◆ **Extracted data**

PR #2819, opened 2015-12-14
Fixes #2818 - Remove TaskTracker.get returning Set[MarathonTask]

### LINKED ISSUE #2618: Consolidate task update logic in TaskTracker

### LINKED ISSUE #2818: Remove `Set[MarathonTask]` from TaskTracker
The TaskTracker and related code uses `Set[MarathonTask]` for various tasks. This is nearly never wanted and has been found to be a performance issue in many cases.

kolloch:
and refactor related code that uses Set[MarathonTask].

### DIFF
--- a/src/main/scala/mesosphere/marathon/MarathonSchedulerActor.scala
+++ b/src/main/scala/mesosphere/marathon/MarathonSchedulerActor.scala
@@ -407,7 +407,7 @@ class SchedulerActions(
     healthCheckManager.removeAllFor(app.id)
 
     log.info(s"Stopping app ${app.id}")
-    val tasks = taskTracker.get(app.id)
+    val tasks = taskTracker.getTasks(app.id)
 
     for (task <- tasks) {
       log.info(s"Killing task ${task.getId}")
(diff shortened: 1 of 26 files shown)


aquamatthias:
One Question: we have a lot of places where we use Seq. You now introduced a lot of Iterable. Would it be a problem to use a Seq instead of Iterable or is there any downside?

kolloch:
Hi @aquamatthias, 

"we have a lot of places where we use Seq"

do you mean in general in our code or in relation to the `TaskTracker`?

The difference between `Seq` and `Iterable` in Scala is mostly that a `Seq` has a defined order, an `Iterable` not. The order of the tasks is not important in this case, so `Iterable` is fine and `Seq` is too specific in this case.

In many places in our code, `Iterable` would actually be fine instead of `Seq`. I feel that we should use it more rather than less where order does not matter, especially in method arguments (as opposed to fields in case classes where having a defined order usually is appreciated).

The main technical reason that I used "Iterable" was that this is the type returned by `MapLike[...].values`. All other types would require a translation in that method resulting in unnecessary wrapping. Furthermore, I do not need to change the tests so much because `Set` is also an `Iterable` but not a `Seq`.

aquamatthias:
Got it. Thanks!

◆ **Exercise**
Scan the lines above, and whenever one holds the string "tasks", copy it.

◆ **Solution below**
The TaskTracker and related code uses `Set[MarathonTask]` for various tasks. This is nearly never wanted and has been found to be a performance issue in many cases.
-    val tasks = taskTracker.get(app.id)
+    val tasks = taskTracker.getTasks(app.id)
     for (task <- tasks) {
The difference between `Seq` and `Iterable` in Scala is mostly that a `Seq` has a defined order, an `Iterable` not. The order of the tasks is not important in this case, so `Iterable` is fine and `Seq` is too specific in this case.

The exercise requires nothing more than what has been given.